Opna Bio has received the US Food and Drug Administration’s (FDA) orphan drug designation for OPN-2853 (zavabresib), a bromodomain and extra-terminal motif (BET) small molecule inhibitor, to treat myelofibrosis.

The International Nonproprietary Names (INN) approved the generic name zavabresib for OPN-2853.

Myelofibrosis is a rare blood cancer involving bone marrow scarring, resulting in anaemia, severe fatigue, ineffective production of blood cells, and an enlarged spleen.
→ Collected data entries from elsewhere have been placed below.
PR #2625, opened 2026-08-07
fix(link): read the relaxable GOTPCREL spellings

### LINKED ISSUE #2534: link: R_X86_64_REX_GOTPCRELX (type 42) rejected as unsupported
## Summary

With `-fPIC`, a global referenced through the GOT emits `R_X86_64_REX_GOTPCRELX` (relocation type 42) and mach rejects it outright.

## Repro

Compile a C object with `-fPIC` that references a global through the GOT, and link it with mach.

## Expected

The relocation is applied (or correctly relaxed — GOTPCRELX is the relaxable form of GOTPCREL, and a linker may either honor the indirection or relax it to a direct PC-relative reference when the symbol is local).

## Actual

`error: elf: unsupported relocation type 42`

## Environment

linux x86_64, cross-linking not required — reproduces natively. mach 4.5.0.

## Notes

Found while isolating #2520. **Distinct from #2520**: this is a hard error, not silent corruption, so it fails loudly rather than producing wrong data. Same ELF reader though, and any consumer vendoring C built with `-fPIC` will hit it — which is the default on most distributions.

## Disposition

Queued behind #2520 — same file, same subsystem, and #2520 is the critical one. Do not start until it lands, to avoid two agents in the same relocation code.

octalide:
Closes #2534

## What

`-fPIC` reaches a global through the GOT and emits `R_X86_64_REX_GOTPCRELX` (42); under `-fno-plt` an indirect call emits `R_X86_64_GOTPCRELX` (41). The ELF reader mapped neither, so both were rejected outright: `error: elf: unsupported relocation type 42`. `-fPIC` is the distribution default, so every project vendoring C reached this.

## Honoured, not relaxed

Both types carry GOTPCREL's own arithmetic (`G + GOT + A - P`). They differ from `R_X86_64_GOTPCREL` only by *permitting* a linker to rewrite the instruction at the patch site into a direct PC-relative reference when the target is not preemptible. The psABI makes relaxation an option, never an obligation, so both map onto the existing `RK_GOTPCREL` kind and the indirection is honoured as written.

That was a deliberate choice over relaxing:

- The patch is byte-identical to plain GOTPCREL's, and mach already synthesizes and fills the GOT slot the reference names, so the slow path is complete and provably correct today.
- Relaxing means decoding the bytes *preceding* the patch site to identify the REX/opcode/ModRM form and rewriting `mov sym@GOTPCREL(%rip), %reg` into `lea`, or `call *sym@GOTPCREL(%rip)` into `call rel32` plus padding. A wrong rewrite is silent and executes. The payoff is one elided load per site.

A correct slow path beats an unsound fast one, so I did not implement relaxation.

The map is now many-to-one, which makes it lossy in one direction: a relaxable form carried into a merged relocatable object (`--emit obj`) re-emits the plain `R_X86_64_GOTPCREL`. That drops only the downstream linker's permission to relax, never the arithmetic, and is asserted in the test.

The numbers are read against `e_machine`, so riscv, which gives 41 and 42 entirely different meanings, is untouched.

## Tests

- `mach.lang.target.of.elf.reloc_kind_for:gotpcrelx_reads_as_gotpcrel` — both types read as `RK_GOTPCREL`, the forward map still emits the unrelaxable type, and 41/42 are still rejected for `EM_RISCV`.
- `int/surface/elf-gotpcrelx` — `run: exec`, linux only. A real `cc -fPIC -fno-plt` object reads and writes a global defined in a separate TU, plus an indirect call, all through the GOT.

The int case's observable is the **values**, not the link status:

```
read=7
add=12
bump=13
final=13
```

The sequence is order-dependent and the final read must observe the earlier writes through the same slot, so a slot left zero or pointed at the wrong symbol faults or prints a wrong number. A link-succeeded check would have passed with a garbage slot, which is the failure mode this has to exclude.

The build step re-reads its own object and fails if either relocation type is absent, so a toolchain that stopped emitting them breaks the case loudly instead of leaving it silently covering nothing.

With only the two-type mapping reverted:

```
=== unit before ===
failures:
  mach.lang.target.of.elf.reloc_kind_for:gotpcrelx_reads_as_gotpcrel  ./src/lang/target/of/elf.mach:4575  (exit 1)
1172 passed, 1 failed, 1173 total

=== int before ===
    error: elf: unsupported relocation type 42
FAIL surface/elf-gotpcrelx [linux/release] (build)
    error: elf: unsupported relocation type 42
int: 2 failure(s) on linux
```

That `unsupported relocation type 42` is verbatim the issue's reported symptom. With the fix both pass.

## Note

`R_X86_64_CODE_4_GOTPCRELX` (43), the EVEX/APX-encoded form added by newer binutils, has the same resolution semantics and would map the same way, but I could not produce one with this host's toolchain, so it is deliberately left unmapped rather than added untested. Worth a follow-up issue.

This disease affects 25,000 people in the US.

The designation applies to investigational therapies that target rare diseases affecting less than 200,000 people in the US. Benefits include waiver of certain FDA fees, eligibility for seven years of market exclusivity upon approval, and tax credits on clinical trial costs.

In the ongoing Phase I PROMise study, which is led by Professor Adam Mead at the University of Oxford in partnership with Cancer Research UK, zavabresib is being studied as an add-on to ruxolitinib to treat patients with myelofibrosis who no longer respond to ruxolitinib.

Opna Bio’s pipeline includes OPN-6602, in Phase I trials for multiple myeloma; OPN-2853, in a combination Phase I study with ruxolitinib for myelofibrosis.

Opna Bio CEO Reinaldo Diaz said: “Receiving orphan drug designation for zavabresib in myelofibrosis is a significant regulatory milestone for Opna Bio and highlights the urgent need for new and effective treatment options for patients with this disease.

“Our investigator-sponsored clinical trial with zavabresib and ruxolitinib has shown impressive results to date, including durable spleen reduction in patients with advanced myelofibrosis.

“We believe that selective BET inhibition alongside JAK inhibition offers a promising new therapeutic approach for patients with myelofibrosis. We are further encouraged by recent positive meetings with the FDA to continue to test zavabresib in additional clinical studies.”